Juru bicara KPK Febri Diansyah./Bisnis-Ilham Budhiman
Juru bicara KPK Febri Diansyah./Bisnis-Ilham Budhiman

Bisnis.com, JAKARTA - Komisi Pemberantasan Korupsi (KPK) menyatakan bahwa tidak ada argumentasi baru dalam permohonan praperadilan yang diajukan mantan Menteri Pemuda dan Olahraga (Menpora) Imam Nahrawi.

Sidang praperadilan Imam Nahrawi ditunda hingga Senin 4 November setelah pada Senin 21 Oktober kemarin pihak termohon dalam hal ini KPK tidak menghadiri sidang perdana.

Juru Bicara KPK Febri Diansyah mengatakan saat ini pihaknya tengah mempelajari petitum permohonan praperadilan Imam Nahrawi. 

"Pada prinsipnya tentu kami akan menghadapi dan juga meyakini bahwa sejak awal kasus ini memang didasarkan pada bukti yang kuat," katanya, Selasa (22/10/2019).

Menurut Febri, tidak ada argumentasi baru dalam permohonan Imam Nahrawi terkait kasus suap dana hibah Kemenpora pada KONI. 

"Sebagian besar alasan yang diajukan tersangka sudah cukup sering digunakan para pemohon praperadilan lain sehingga sebenarnya relatif tidak ada argumentasi baru," ujarnya. 

Beberapa alasan pokok yang diajukan Imam seperti penetapan tersangka tidak melalui proses penyidikan dan tidak pernah diperiksa sebagai calon tersangka dalam proses penyidikan. 

Menurut Febri, alasan tersebut sebetulnya sudah sering ditolak hakim tunggal praperadilan karena UU KPK mengatur secara khusus bahwa sejak proses penyelidikan, lembaga itu sudah mencari alat bukti.

"Sehingga ketika ditemukan bukti permulaan yang cukup, maka pada saat penyidikan dimulai sekaligus dapat dilakukan penetapan tersangka," ujarnya.
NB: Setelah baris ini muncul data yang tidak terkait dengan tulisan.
PR #1320, opened 2018-05-14
KG - Refactor Settings Retrieval

kyle-glick:
**Pivotal: https://www.pivotaltracker.com/story/show/157564028**

**Original PR: https://github.com/sparc-request/sparc-request/pull/1187**

Created class method `get_value(key)` on `Setting` that provides a friendlier way to get the value of a Setting. I then replaced all instances of `Setting.find_by_key(some_string).value` and `Setting.find_by_key(some_string).try(:value)`.


amcates:
From what I can tell.  The only real change here is that get_value will return nil if the setting has no value or does not exist

PR #1336, opened 2018-05-29
Funding documents table improvement [#157677166]

ying-pbrc:
https://www.pivotaltracker.com/n/projects/1918597/stories/157677166

merge PR#1335 first


ying-pbrc:
bootstrap-table-export is an extension of TableExport jquery plugin. bootstrap-table-export won't work if missing any required dependency.
See https://github.com/wenzhixin/bootstrap-table-examples/blob/master/extensions/export.html#L13

PR #1356, opened 2018-06-11
this fixes a deprecation warning when it tries to load the accordian …

amcates:
…list [#158261574]


amcates:
This is actually included in https://github.com/sparc-request/sparc-request/pull/1357

PR #1399, opened 2018-06-28
KG - Fix Viewport Width

kyle-glick:
The `no-margin` class was missing from catalog manager and causing the header to overflow to the side. Moving the class to the general layout sass file fixes the issue.


Stuart-Johnson:
@kyle-glick This was on my list of stuff, and it was driving me nutty! Thanks!

kyle-glick:
@Stuart-Johnson 

I can't scroll in peace when it randomly overflows to the right!

PR #1417, opened 2018-07-11
Short interactions [#158607645]

ying-pbrc:
PT: https://www.pivotaltracker.com/n/projects/1918597/stories/158607645


app/views/short_interactions/_form.html.haml
```diff
@@ -0,0 +1,45 @@
+-# Copyright © 2011-2016 MUSC Foundation for Research Development~
```
kyle-glick: Is this form partial being used? I can't seem to find where it would be rendered.

config/locales/proper.en.yml
```diff
@@ -285,3 +285,26 @@ en:
...
+      short_interaction:
+        header: "Short Interaction"
+        subject: "Subject of Interaction:*"
+        subject_select: " -- Select Category --"
+        type: "Type of Interaction:* "
+        type_select: "Select Type"
+        duration_placeholder: "Enter an integer"
+        duration_error: "Must enter an integer"
+        duration: "Duration in minutes:*"
+        email_error: "Must enter a valid email address"
```
kyle-glick: It looks like the various error messages here aren't being used. You can overwrite basic model errors using the `activerecord` hash in `en.yml`. We have a few examples of this already, but here's a link to the docs for this: http://guides.rubyonrails.org/i18n.html#translations-for-active-record-models

app/views/service_requests/right_navigation/_short_interaction_modal.html.haml
```diff
@@ -0,0 +1,64 @@
...
+          %button.close{ type: 'button', data: { dismiss: 'modal' } }
+            %span{ aria: { hidden: 'true' } } &times;
+          %h4.text-center#modal-title
+            = t(:proper)[:right_navigation][:short_interaction][:header]
+        .modal-body
+          #modal_errors
+          .form-group.row
+            = f.label :subject, t(:proper)[:right_navigation][:short_interaction][:subject], class: 'col-lg-4 control-label'
+            .col-lg-8
+              = f.select :subject, options_for_select(PermissibleValue.get_inverted_hash('interaction_subject')), :prompt =>t(:proper)[:right_navigation][:short_interaction][:subject_select], class: 'form-control'
```
kyle-glick: From manual testing, it looks like this select isn't correctly applying the Bootstrap `form-control` class. Adding curly brackets around the `prompt` attribute fix the problem.

app/views/service_requests/right_navigation/_short_interaction_modal.html.haml
```diff
@@ -0,0 +1,64 @@
...
+          .form-group.row
+            = f.label :interaction_type, t(:proper)[:right_navigation][:short_interaction][:type], class: 'col-lg-4 control-label'
+            .col-lg-8
+              = f.select :interaction_type, options_for_select(PermissibleValue.get_inverted_hash('interaction_type')), :prompt =>t(:proper)[:right_navigation][:short_interaction][:type_select], class: 'form-control'
```
kyle-glick: See previous comment about the form selects. The same fix works here.

app/views/service_requests/right_navigation/_short_interaction_modal.html.haml
```diff
@@ -0,0 +1,64 @@
...
+            .col-lg-8
+              = f.text_field :name,  placeholder: t(:proper)[:right_navigation][:short_interaction][:investigator_name],  size: 65, class: 'form-control'
+          .form-group.row
+            = f.label :email, t(:proper)[:right_navigation][:short_interaction][:investigator_email], class: 'col-lg-4 control-label'
+            .col-lg-8
+              = f.text_field :email,  placeholder: t(:proper)[:right_navigation][:short_interaction][:investigator_email],  size: 65, class: 'form-control'
+          .form-group.row
+            = f.label :institution, t(:proper)[:right_navigation][:short_interaction][:institution], class: 'col-lg-4 control-label'
+            .col-lg-8
+              = f.select :institution, options_for_select(INSTITUTIONS), :prompt =>t(:proper)[:right_navigation][:short_interaction][:institution_select], class: 'form-control'
```
kyle-glick: See previous comment about the form selects. The same fix works here.

app/views/short_interactions/_form.html.haml
ying-pbrc: we had this for so long, it might be the original one that no longer needed. I will take a closer look

app/views/service_requests/right_navigation/_short_interaction_modal.html.haml
ying-pbrc: They are years old code! Thanks for catching. I will update them and do new push

PR #1422, opened 2018-07-13
Jl - Status sorting bug

jleonardw9:
https://www.pivotaltracker.com/n/projects/1918597/stories/156819921


kyle-glick:
I wonder if it would be more complete to apply this fix to the `PermissibleValue` model in general? Maybe as a default scope or just in the class methods?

Kemudian, alasan lainnya adalah terkait penyelidikan yang prosesnya dinilai singkat yaitu hanya 4 hari saja. Namun, menurut Febri, pihak Imam dinilai salah memahami makna LKTPK seolah-olah itu adalah surat perintah penyelidikan. 
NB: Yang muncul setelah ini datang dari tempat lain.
PR #1442, opened 2018-07-27
wth - (SPARCDashboard, SPARCRequest & Data) Admin Rate Label Change a…

wtholt:
…nd Visual Cue

Background: Currently, the admin rate is an attribute on Line Item level. When an admin user set an admin rate on a service in a request, and then add the same service in SPARCFulfillment (which was not pushed from SPARCRequest), SPARCFulfillment considers it as a service with the normal rate rather than admin rate.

Febri mengatakan bahwa KPK telah melakukan penyelidikan sejak 25 Juni 2019, dan selama penyelidikan tersebut telah dilakukan pemanggilan sebanyak tiga kali terhadap Imam. Hanya saja, selalu tidak datang dengan berbagai alasan. 

Dengan demikian, ketika KPK mendapatkan bukti permulaan yang cukup atau minimal dua alat bukti maka menurutnya dapat dilakukan penyidikan sesuai pasal 44 UU KPK.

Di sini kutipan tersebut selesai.